> **BRIEF**
When you reach the line that contains "PR #6856, opened 2024-12-11" in the data below, start reproducing lines exactly, and stop after the line that contains "As title says.".

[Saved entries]
════════════════

PR #5257, opened 2024-03-12
Enable mixtral 8x7b autotp

Yejing-Lai:
This PR aims to enable mixtral 8x7b (MoE model) autotp.

PR #6856, opened 2024-12-11
Add arctic model support by adding w2 to all_reduce

pi314ever:
As title says. 

Default behavior of arctic model produces shape issues with AutoTP due to the MLP layer performing `w2 * act(w1*w3)`. However, method provided to fix Mixtral-7x8b in #5257 does not work since the MLP for Arctic is also used within a ModuleList for the MoE. This results in MLP weights hiding behind individual experts as layers `#.w#`, which is not caught by the fix in #5257. This adds the check directly within replace, where it can check for actual layer names for the `w2` key in the model to patch with `all_reduce`.


pi314ever:

jeffra:
@RezaYazdaniAminabadi @sfc-gh-reyazda can you take a look?

deepspeed/module_inject/auto_tp.py
```diff
@@ -346,11 +346,15 @@ def _replace(self, child, name, conv_linear_layer):
                 weight, bias = shard_value_with_share_qk(child.weight.data, child.bias, dist.get_rank(),
                                                          dist.get_world_size(), False)
                 return LinearAllreduce(weight, bias, self.mp_group)
+        # For Arctic model, bypass to all_reduce replacement for w2 weights
+        arctic_w2_all_reduce_linear = False
+        if 'Arctic' in str(self.module) and 'w2' in name:
+            arctic_w2_all_reduce_linear = True
```
sfc-gh-reyazda, line 352: Thanks for catching this :) May I ask why you don't add these layers to the all_reduce_linears rather than introducing a new argument here? I am afraid the logic here gets so messy with adding more and more options for specific models.

sfc-gh-reyazda: I see, then in that case, I agree with your solution. Thanks @pi314ever for the clarification.

tjruwase (approved):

════════════════

> **SOLUTION**
PR #6856, opened 2024-12-11
Add arctic model support by adding w2 to all_reduce

pi314ever:
As title says. 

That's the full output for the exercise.